Glad you get a kick out of it.
You guys are a great bunch of people. Awesome that people who have never met and unlikely to have a fun connection with others who share a common hobby.
 
View attachment 108689 This is the front pair for the Multimatic DSSV shocks I put on my car. 5/8"bearing bore, 16mm"shaft. I only had one set, (long story). Getting them from Multimatic is theoretically possible but no time line given and $$$$$. So I ordered 5/8"mis alignment spools that were the correct heights (very close) from QA1 products. Perfect fit for the bearing, .005" tight for the shaft. What to do? Backyard lathe, chucked the new spacers into my drill press and then used a carbide burr to open the bore a little at a time, stopping often to test fit onto the shaft.
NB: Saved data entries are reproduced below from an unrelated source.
PR #234, opened 2021-06-03
rootless-install.sh: use command -v instead of which

AkihiroSuda:
The which command is often missing.

ref: https://github.com/moby/moby/pull/42315


thaJeztah (approved):
LGTM, thanks!

PR #235, opened 2021-06-03
deb: explicitly install docker-ce-cli, scan-plugin, and docker-ce

thaJeztah:
internal ticket: [POS-27]

supersedes / replaces https://github.com/docker/docker-install/pull/195 (except for the "containerd.io" part)
closes https://github.com/docker/docker-install/pull/195

The scripts is using "--no-install-recommends" to provide a more minimal install, and to prevent installing "latest" version of (e.g.) the engine when installing the CLI.

This patch:

- adds some utilities to compare versions
- skips CLI-version discovery on older versions (before 18.09)  which did not have separate packages for the CLI
- on versions 20.10 and up (or if no version was specified), also install the scan cli plugin (support for cli plugins was added   in docker 19.03, but not installing on that version by default)) 

[POS-27]: https://docker.atlassian.net/browse/POS-27

### DIFF
--- a/install.sh
+++ b/install.sh
@@ -21,6 +21,8 @@ set -e
 # the script was uploaded (Should only be modified by upload job):
 SCRIPT_COMMIT_SHA="${LOAD_SCRIPT_COMMIT_SHA}"
 
+# strip "v" prefix if present
+VERSION="${VERSION#v}"
 
 # The channel to install from:
 #   * nightly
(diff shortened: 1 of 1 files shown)


thaJeztah:
@chris-crone @glours PTAL

chris-crone (commented):
I ran a quick test with an Ubuntu container and it worked as expected. I didn't have a chance to test the version code path though

thaJeztah:
rebased, after https://github.com/docker/docker-install/pull/236 was merged

chris-crone (approved):
Tested the version path a bit and LGTM!

install.sh
```diff
@@ -69,16 +71,57 @@ case "$mirror" in
...
-has_rootless_extras="1"
-if echo "$VERSION" | grep -q '^1'; then
-	has_rootless_extras=
-fi
-
 command_exists() {
 	command -v "$@" > /dev/null 2>&1
 }
 
+# is_at_least_version checks if the version specified in $VERSION is at least
```
thaJeztah, line 78: oh! forgot to update this comment (renamed the function at some point); let me fix

thaJeztah: done 👍

glours (approved):
LGTM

Material is very hard so it was slow going even just taking 5-6 thousands. I would call Watson, they are great and will help you figure what you need. Just let them know what shock shaft diameters and the bearing bore diameter.
Looks like this might be easier than i thought. Still need to get parts made but pretty straight forward.
This was my original spherical bearing with top nut and lower part is part of the spring plat form. The 2 bearing are similar in height, like close enough not to be worried.
I just have to have those parts remade for the slightly larger 3/4' bore. Tweaked the design to simplify as i know how much clearance they will need. Extended the top nut to get a socket onto it as its buried deep in the FP350S housing and done.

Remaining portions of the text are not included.